New catalyst in water splitting could improve hydrogen generation

Scientists synthesise a highly active organic material to obtain hydrogen fuel from water using sunlight.


With hydrogen 's widely recognised role as a safe and clean energy carrier, research into its production, particularly from renewable sources, has intensified. One of several pathways to generate hydrogen is the separation of water using sunlight with the help of photocatalysts. Partially supported by the EU-funded DYNAPORE project, researchers have synthesised a new organic material for photocatalytic solar hydrogen production, or water splitting. Their findings were published recently in the journal ‘Nature Chemistry’.
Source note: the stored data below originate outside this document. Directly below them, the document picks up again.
PR #2008, opened 2024-07-01
On C-c, only cancel base CESK if it is currently running

### LINKED ISSUE #2007: Ctrl-C while base is not running results in frozen REPL
**Describe the bug**
Hitting Ctrl-C while the base is running a computation cancels it and returns control to the REPL, as it should.  However, hitting Ctrl-C while the base is *not* running a computation freezes the REPL: it displays `...` (as if the base were running a computation) and it is not possible to recover (even by hitting Ctrl-C again).  The remainder of the UI is still responsive.

**To Reproduce**
Start a new game, and immediately hit Ctrl-C.

**Expected behavior**
Hitting Ctrl-C while the base is currently idle should have no effect.

**Additional context**
This was most likely caused by #1928, though I have not yet confirmed that.

byorgey:
Fixes #2007.  After #1928, we handle exceptions a little differently, so it no longer works to simply set the base's CESK machine to an `Up` (exception) state no matter what.  Instead we have to first check if the base is running, and if so set it to `Up` as before; if not, do nothing (except clear the REPL prompt).

### DIFF
--- a/src/swarm-tui/Swarm/TUI/Controller.hs
+++ b/src/swarm-tui/Swarm/TUI/Controller.hs
@@ -1024,7 +1024,8 @@ handleREPLEvent x = do
     -- Handle Ctrl-c here so we can always cancel the currently running
     -- base program no matter what REPL control mode we are in.
     ControlChar 'c' -> do
-      gameState . baseRobot . machine %= cancel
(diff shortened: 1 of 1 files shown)


nitinprakash96 (approved):
Works fine!

xsebek (approved):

According to a news release posted on the University of Liverpool website, the team combined experiments and computation for developing the photocatalyst. Photocatalytic water splitting using sunlight is seen as a promising technology that can provide high-energy yield without pollutant by-products. This is possible only if the energy in sunlight can be harvested effectively, as explained in the news release. “Inorganic materials are better known as water splitting catalysts, but organic catalysts can also be built from cheap abundant elements, such as carbon, nitrogen, and sulphur.” Xiaoyan Wang, a chemistry PhD student who led the experimental work at the University, said: “To achieve high hydrogen evolution rates, you need good water affinity, broad light adsorption, high surface area, and high crystallinity. By introducing all of these features in one material, we got a very active photocatalyst.”